In the data below, give the number of lines that contain the word "time". Nothing else is needed.

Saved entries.
BEGIN

Issue #398, opened 2022-06-06
Relayer - decouple finalized event processing from eth pubsub


Voxelot:
While using the eth pubsub apis for pending events provides useful ux for users tracking deposits or withdrawals, or for validators to track pending block commitments, they should be considered unreliable for sourcing finalized events for consensus critical functions.

This is because ethereum provides zero durability guarantees for their pubsub APIs and no way to replay missed messages. This will be problematic on many levels, for example if there are network disruptions, if the eth client pubsub connection drops, or the eth node reboots / rescales. 

Instead relying on pubsub messages for our source of truth, we should do the following:

1. Make the finalized event handler responsible for its own log/block polling without pubsub, using only finalized blocks it cares about.
2. Pending events will continue to make a best effort to track pending activity, but will wait to be notified by the finalized event handler when an event was processed before removing it.

Inverting the dependency between the pending events and finalized events will simplify the relayer design. It gives us rock-solid guarantees that no log entry was dropped or accidentally processed multiple times in a way that could affect consensus. The handling of pending events can also be greatly relaxed, as pubsub data would be relegated to UX/UI concerns and doesn't need to be perfectly accurate all the time. 

For example, we'd no longer need to be concerned about the precise handling of subscriptions being started or stopped at the perfect time [during initialization](https://github.com/FuelLabs/fuel-core/pull/345#discussion_r889402006), and performing [sanity checks](https://github.com/FuelLabs/fuel-core/blob/feac06c7f883cbba91df6df1dc05520f878a4ebc/fuel-relayer/src/finalization_queue.rs#L259) on all the data we receive from the pubsub system before committing it.

xgreenx:
It is done in the https://github.com/FuelLabs/fuel-core/pull/631

PR #631, opened 2022-09-20
Relayer mvp

freesig:
This is a rewrite of the relayer node to simplify and only download logs. This implements #398


fuel-relayer/flake.nix
```diff
@@ -0,0 +1,64 @@
+{
```
Voxelot, line 1: can we have some tips on how to use this added to fuel-relayer readme.md?

fuel-core/src/database.rs
```diff
@@ -566,5 +566,51 @@ mod relayer {
                     );
                 });
         }
+
+        async fn get_pending_committed_fuel_height(&self) -> Option<BlockHeight> {
```
Voxelot, line 570: Should we just make this method fallible instead of panicking?

fuel-relayer/src/mock_db.rs
```diff
@@ -47,35 +46,21 @@ use fuel_core_interfaces::{
 };
 
 #[derive(Default)]
-pub(crate) struct Data {
+pub struct Data {
     pub messages: HashMap<MessageId, Message>,
-    pub validators: HashMap<ValidatorId, (ValidatorStake, Option<ConsensusId>)>,
-    pub delegator_index: HashMap<Address, Vec<DaBlockHeight>>,
-    pub staking_diffs: BTreeMap<DaBlockHeight, StakingDiff>,
```
Voxelot, line 51:
```suggestion
```

fuel-core/src/database.rs
freesig: I was just copying the behavior of all the other trait methods. I'm not really sure what usecases can actually return an error but if there are some then we should probably change all the functions on this trait to be fallible in a new PR?

fuel-relayer/flake.nix
freesig: Will do, I'm just working on making it a little easier to use

Voxelot:
I'm thinking we shouldn't check in all of this generated code, this is something that could be handled via a build.rs imo

freesig:
> I'm thinking we shouldn't check in all of this generated code, this is something that could be handled via a build.rs or other macro imo

Do you mean the bindings json?

Voxelot:
> Do you mean the bindings json?

Yeah it seems like this is all generated code from the json: [test.rs](https://github.com/FuelLabs/fuel-core/blob/cc60be4aceb2bc471d55938f9d879f833ce5f8c2/test.rs)

fuel-relayer/README.md
```diff
@@ -3,14 +3,8 @@
 
 Functionalities expected from Relayer:
 
-* Validator staking (Handle ValidatorList and use it for fuel-bft):
```
ControlCplusControlV, line 6: Why are so much of the original `fuel-relayer` docs being removed? Would be nice to have them updated where possible. I see a lot of changes also removed a lot of the related `eth` stuff, so having somewhere documenting the current rationale of the `relayer` design and why its currently structured this way would be helpful

fuel-relayer/README.md
```diff
@@ -3,14 +3,8 @@
 
 Functionalities expected from Relayer:
```
ControlCplusControlV, line 5: Why are so much of the original `fuel-relayer` docs being removed? Would be nice to have them updated where possible. I see a lot of changes also removed a lot of the related `eth` stuff, so having somewhere documenting the current rationale of the `relayer` design and why its currently structured this way would be helpful

fuel-relayer/src/config.rs
```diff
@@ -1,163 +1,54 @@
...
+    pub const DEFAULT_DA_FINALIZATION: u64 = 100;
+    pub const DEFAULT_SYNC_MINIMUM_DURATION: Duration = Duration::from_secs(5);
 }
 
 impl Default for Config {
     fn default() -> Self {
         Self {
-            da_finalization: DaBlockHeight::from(64u64),
+            da_finalization: DaBlockHeight::from(Self::DEFAULT_DA_FINALIZATION),
             // Some(String::from("http://localhost:8545"))
```
ControlCplusControlV, line 44: This line should probably be removed or updated since `eth_client` is now a `URL` and not a string

fuel-relayer/src/mock_db.rs
```diff
@@ -1,11 +1,10 @@
+#![allow(missing_docs)]
```
ControlCplusControlV, line 1: I haven't seen this lint tag needed before, is there a reason it hasn't shown before but is now an issue?

fuel-relayer/README.md
```diff
@@ -34,96 +28,25 @@ There are few rules that `da_height` (da as data availability) need to follow an
...
-
-## Block Commitments
-
-When new fuel block is made it needs to be committed to ethereum network.
-For every block that we don't have fuel commit we try to do our best guess and send block that contracts can include, gaps in height will be discarded by contract.
-
-There is timeframe of few eth blocks where current leader can broadcast block to ethereum network. In case that he do it in time he will receive additional reward. In case that leader does not commit fuel block next leader will have ability to do it for him as bundle block commit, in that case bonus reward will go to second leader that has spend additional gas to push this change to ethereum network. This is still WIP discussion.
-
-Github discussion on fuel sync with L1: <https://github.com/FuelLabs/fuel-specs/issues/285>
+## Contract Flake
```
ControlCplusControlV, line 35: Is the Fuel Nix flake also being introduced in this PR? Would it be possible to break that out into a separate PR for cleaner review?

ControlCplusControlV (commented):
Changes look good to me, but since this PR is nearly redesigning the entire relayer crate I think having more documentation would be helpful. Many changes I can see are happening, but having more insight into why they were made and the logic behind them would be helpful. Atleast preserving the same level of documentation previously present would be helpful.

Code style though LGTM except the current clippy errors

fuel-relayer/src/mock_db.rs
freesig: It's because I have `#![deny(missing_docs)]` in the lib.rs but I don't want to force docs on test code.

fuel-relayer/README.md
```diff
@@ -25,105 +18,39 @@ Example of sliding window:
...
-* Solution: introduce `da_height` variable inside fuel block header that will tell at what block we are including validator delegation/withdrawal and token deposits.
+* Solution: introduce `da_height` variable inside fuel block header that will tell at what block we are including token deposits.
 
-There are few rules that `da_height` (da as data availability) need to follow and can be enforced with v2 contract:
+There are few rules that `da_height` need to follow and can be enforced with v2 contract:
 
 * Last block `da_height` needs to be smaller number then current one.
 * `da_height` shouldn't be greater then `best_da_block`-`finalization_slider`
 
 In most cases for fuel block `da_height` can be calculated as `current_da_height-1`
```
freesig, line 28: @Voxelot Is this still relevant / correct? I don't really understand what it means.

fuel-relayer/README.md
```diff
@@ -25,105 +18,39 @@ Example of sliding window:
 ![Sliding Window](../docs/diagrams/fuel_v2_relayer_sliding_window.jpg)
```
freesig, line 18: @Voxelot Should I try and make a new diagram as this one mentions staking etc?

fuel-relayer/README.md
freesig: Ok I've updated the readme

fuel-relayer/README.md
freesig: I have moved the nix stuff too https://github.com/FuelLabs/fuel-core/pull/665

freesig:
@ControlCplusControlV The tests should all be passing now.

fuel-core/src/cli/run/relayer.rs
```diff
@@ -29,42 +22,27 @@ pub struct RelayerArgs {
...
+    pub log_page_size: u64,
 
-    /// number of blocks that will be asked at one time from client, used for initial sync
-    #[clap(long = "relayer-init-sync-step", default_value = "1000")]
-    pub initial_sync_step: usize,
-
-    /// Refresh rate of waiting for eth client to finish its initial sync in seconds.
-    #[clap(long = "relayer-init-sync-refresh", default_value = "10")]
-    pub initial_sync_refresh: u64,
+    #[clap(long = "relayer-min-duration-s", default_value = "5")]
```
Voxelot, line 30: Could you add some rustdoc here explaining what this option is for?

fuel-relayer/README.md
Voxelot: I think this would be more of a concern for the block producer when selecting a da_height. Since we explicitly include a da_height on our block headers, we shouldn't need to make any guesses about the da_height in our code. I vote for just removing this.

fuel-relayer/README.md
```diff
@@ -25,105 +18,20 @@ Example of sliding window:
...
 
 * Problem: How to choose when bridge message event gets enabled for use in fuel, at what exact fuel block does this happen? (Note that we have sliding window)
-* Solution: introduce `da_height` variable inside fuel block header that will tell at what block we are including validator delegation/withdrawal and token deposits.
+* Solution: introduce `da_height` variable inside fuel block header that will tell at what block we are including token deposits.
 
-There are few rules that `da_height` (da as data availability) need to follow and can be enforced with v2 contract:
+There are few rules that `da_height` need to follow and can be enforced with v2 contract:
```
Voxelot, line 23: debatable whether enforcing these rules is relevant to the contracts

fuel-relayer/src/mock_db.rs
```diff
@@ -14,68 +13,40 @@ use std::{
...
-    pub finalized_da_height: DaBlockHeight,
+    pub finalized_da_height: Option<DaBlockHeight>,
     pub last_committed_finalized_fuel_height: BlockHeight,
+    pub pending_committed_fuel_height: Option<BlockHeight>,
 }
 
-#[derive(Default)]
-pub(crate) struct MockDb {
+#[derive(Default, Clone)]
+pub struct MockDb {
```
Dentosal, line 46: Now that this is exported outside the crate, it should have a doc comment describing its usage. Should it be hidden before the `test-helpers` feature? Are breaking changes to MockDb considered semver-breaking? If no, that must be documented as well.

fuel-relayer/README.md
Voxelot: Yeah, we can also just remove the diagram if we think the current approach is simple enough to explain without it.

Dentosal (changes requested):

fuel-relayer/src/mock_db.rs
freesig: The entire module is behind either the `test or test-helpers` feature flag so it's definitely not semvar breaking.

fuel-relayer/tests/integration.rs
```diff
@@ -0,0 +1,116 @@
...
+    eth_node.update_data(|data| data.best_block.number = Some(200.into()));
+    let relayer = RelayerHandle::start_test(eth_node, Box::new(mock_db.clone()), config);
+
+    relayer.await_synced().await.unwrap();
+
+    for msg in expected_messages {
+        assert_eq!(
+            &*StorageInspect::<Messages>::get(&mock_db, msg.id())
+                .unwrap()
+                .unwrap(),
```
xgreenx, line 70:
```suggestion
            &*mock_db
                .storage::<Messages>()
                .get(msg.id())
                .unwrap()
                .unwrap(),
```

fuel-relayer/tests/integration.rs
```diff
@@ -0,0 +1,116 @@
+#![cfg(feature = "test-helpers")]
+
+use fuel_core_interfaces::{
+    common::fuel_storage::StorageInspect,
```
xgreenx, line 4:
```suggestion
    common::fuel_storage::StorageAsRef,
```

fuel-relayer/src/relayer/syncing.rs
```diff
@@ -0,0 +1,70 @@
...
+pub async fn wait_if_eth_syncing<P>(eth_node: &P) -> anyhow::Result<()>
+where
+    P: Middleware<Error = ProviderError> + 'static,
+{
+    let mut count = 0;
+    while get_status(eth_node).await? {
+        count += 1;
+        if count > 12 {
+            tracing::warn!(
+                "relayer has been waiting longer then a minute for the eth node to sync"
```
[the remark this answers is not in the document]
xgreenx: And for example, if the `current_block` didn't change after the `X` synchronization rounds, we will return an error.

fuel-core/src/database/metadata.rs
```diff
@@ -15,6 +15,7 @@ pub(crate) const FINALIZED_DA_HEIGHT_KEY: &[u8] = b"finalized_da_height";
 pub(crate) const VALIDATORS_DA_HEIGHT_KEY: &[u8] = b"current_validator_set";
 pub(crate) const LAST_COMMITTED_FINALIZED_BLOCK_HEIGHT_KEY: &[u8] =
```
xgreenx, line 16: Do we still need these constants and the code associated with them?

fuel-relayer/src/relayer/get_logs.rs
```diff
@@ -0,0 +1,72 @@
...
+pub(crate) fn download_logs<P>(
+    eth_sync_gap: &state::EthSyncGap,
+    contracts: Vec<H160>,
+    eth_node: Arc<P>,
+    page_size: u64,
+) -> impl futures::Stream<Item = Result<Vec<Log>, ProviderError>>
+where
+    P: Middleware<Error = ProviderError> + 'static,
+{
+    // Create a stream of paginated logs.
```
Voxelot, line 17: Might be helpful to have some logging here to track the relayer download progress:

```suggestion
    // Create a stream of paginated logs.
    `debug!("Downloading logs for block range: {}", &eth_sync_gap);`
```

fuel-relayer/src/relayer/state/test.rs
```diff
@@ -0,0 +1,89 @@
...
+    } => None; "ahead so doesn't need to sync"
+)]
+#[test_case(
+    TestDataSource {
+        eth_remote_current: 300,
+        eth_remote_finalization_period: 100,
+        eth_local_finalized: Some(50),
+    } => Some(51..=200); "behind by less so needs to sync"
+)]
+#[tokio::test]
```
Voxelot, line 43: We should probably also test the edge case of what happens when `eth_remote_current < eth_remote_finalization_period`, for new eth nodes (e.g. local dev environment testing)

fuel-core/src/database.rs
```diff
@@ -377,125 +377,17 @@ mod relayer {
...
-                        }
-                        out.push((block, diff))
-                    }
-                    Err(err) => panic!("get_validator_diffs unexpected error:{:?}", err),
-                }
-            }
-            out
-        }
-
-        async fn apply_validator_diffs(
```
Voxelot, line 479: Replying to @xgreenx about old data cleanup:

Yes, we should hunt down the remaining places this unused data is being managed and clean it up.

fuel-relayer/src/relayer/syncing.rs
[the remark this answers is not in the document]
Voxelot: I agree that a minute is too short, syncing a brand new eth node from scratch can even take up to several days!

Although I'd change the log message slightly since the relayer is actually waiting for the eth node to sync before it downloads logs for its own sync process:

```
tracing::info!("Waiting for the ethereum endpoint to finish Syncing: {:?}", status);
```

fuel-core/src/database/metadata.rs
Voxelot: We would have a git history of the block commitment logic, so it's probably better to clean up logic we aren't sure if we'll need. There's a chance we'll come up with a way to never require the relayer to post anything to Ethereum.

fuel-relayer/src/relayer/get_logs.rs
```diff
@@ -0,0 +1,72 @@
...
+/// Write the logs to the database.
+pub(crate) async fn write_logs<S>(
+    database: &mut dyn RelayerDb,
+    logs: S,
+) -> anyhow::Result<()>
+where
+    S: futures::Stream<Item = Result<Vec<Log>, ProviderError>>,
+{
+    tokio::pin!(logs);
+    while let Some(events) = logs.try_next().await? {
```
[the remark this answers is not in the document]
freesig: Yeh I actually intentionally did this because I wasn't sure about adding the complexity on tracking pagination. Maybe this would suite a follow up PR as it would be nice to get it reviewed properly. I did assume that downloading messages was idempotent but it sounds like that's not the case.

fuel-relayer/src/relayer/state/test.rs
```diff
@@ -0,0 +1,89 @@
...
+#[test_case(EthSyncGap::new(0, 1), 2, 0 => (0, 1, false))]
+#[test_case(EthSyncGap::new(0, 1), 2, 1 => (2, 1, true))]
+#[test_case(EthSyncGap::new(0, 1), 2, 2 => (4, 1, true))]
+#[test_case(EthSyncGap::new(0, 3), 2, 0 => (0, 1, false))]
+#[test_case(EthSyncGap::new(0, 3), 2, 1 => (2, 3, false))]
+#[test_case(EthSyncGap::new(0, 3), 2, 2 => (4, 3, true))]
+#[test_case(EthSyncGap::new(1, 8), 3, 0 => (1, 3, false))]
+#[test_case(EthSyncGap::new(1, 8), 3, 1 => (4, 6, false))]
+#[test_case(EthSyncGap::new(1, 8), 3, 2 => (7, 8, false))]
+#[test_case(EthSyncGap::new(1, 8), 3, 3 => (10, 8, true))]
```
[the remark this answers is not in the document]
freesig: So the way the bounds check works is by checking for an empty inclusive range. So `start > end`. This will never actually get used as the page is always checked for empty before getting the bounds. I could return `Option<u64>` from the `oldest` and `latest` methods though, which would maybe be more clear that the page is complete.

fuel-relayer/src/relayer/syncing.rs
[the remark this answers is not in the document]
freesig: Hmm, do we actually imagine we will be querying an eth node that is in the process of initial sync? Basically the relayer can't do anything while the eth node is syncing so a user might be confused why nothing is happening. I can definitely add a configurable reporting period.

fuel-relayer/src/relayer/get_logs.rs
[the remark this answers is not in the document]
Voxelot: I'm fine with deferring this to a follow-up issue, feel free to open new task(s) for these changes to resolve this thread if you'd prefer to address this later.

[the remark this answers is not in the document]
freesig: TODO: Make issue for the second concern.

fuel-relayer/src/relayer/syncing.rs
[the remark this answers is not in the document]
freesig: I have addressed this although I did not return an error if the current block hasn't changed because we don't want to panic the node over this.

fuel-core/src/database.rs
freesig: TODO: Make issue for this

fuel-relayer/src/relayer/get_logs.rs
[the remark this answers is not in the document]
freesig: I've addressed the first concern.

fuel-relayer/src/relayer/syncing.rs
```diff
@@ -0,0 +1,88 @@
...
+    }
+    Ok(())
+}
+
+async fn get_status<P>(eth_node: &P) -> anyhow::Result<SyncingStatus>
+where
+    P: Middleware<Error = ProviderError> + 'static,
+{
+    match eth_node.syncing().await {
+        Ok(s) => Ok(s),
```
Voxelot, line 54: [nit] this match could be replaced by using anyhow context instead: https://docs.rs/anyhow/latest/anyhow/trait.Context.html

Voxelot (dismissed):
Approved - please open an issue to fix the message insertion to check existence first though.

Voxelot (approved):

END

Task answer. 4